Und auch an anderen Stellen lässt es sich verträumt flanieren, etwa entlang prächtiger Villen im Briller Viertel oder im Zooviertel. Der dortige Tierpark ist einer der ältesten und landschaftlich schönsten hierzulande. Eine stillgelegte Eisenbahnstrecke, die Sambatrasse, führt direkt darüber und gewährt Einblicke ins Raubtiergelände. Über die andere Seite der Stadt verläuft die Nordbahntrasse. Dort halten Spaziergänger, Radler und Skater regelmäßig inne, um die Ausblicke weit über die Häuserdächer hinweg zu genießen. Letztgenannte sollte man natürlich auch mindestens einmal aus der berühmtesten Attraktion der Stadt heraus gesehen haben: der Schwebebahn, die an einem Gerüst durchs Tal ruckelt.

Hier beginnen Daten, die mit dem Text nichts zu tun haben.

PR #32677, opened 2024-06-25
chore: Log apps runtime data on SIGUSR2

d-gubert:

Install a handler for the `SIGUSR2` os signal that prints debug data to the `stdout`

After the server is fully up and running, you can use `kill -s SIGUSR2 [pid]` or `kill -12 [pid]` for the server to print the information


d-gubert:
This needs to be better planned and structured

PR #32678, opened 2024-06-26
refactor(ui-kit): Add tests for types

tassoevan:

UIKit types are *not open for extension*, therefore we can't use `interface` declarations nor enjoy the advantage of the `extends` construct for them. This pull request add types for assert type shapes in compilation type.


dougfabris (approved):
LGTM!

„Tuffis“ Geschichte zum Schluss
Spätestens mit dem Sprung des Zirkuselefanten „Tuffi“ aus einem Waggon der Einschienen-Hängebahn in die Wupper (Zirkusdirektor Franz Althoff wollte für seinen Zirkus Werbung machen, indem er die Rüsseldame in die Schwebebahn bugsierte – der war das nicht geheuer, sie durchbrach die Kabine und landete im Fluss, unverletzt!) wurde das öffentliche Verkehrsmittel 1950 weltberühmt. Und mit ihm, nach und nach, die Perspektive auf eine kontrastreiche Stadt, der genau diese ungewöhnlichen Blickwinkel zu ihrem Charme verhelfen.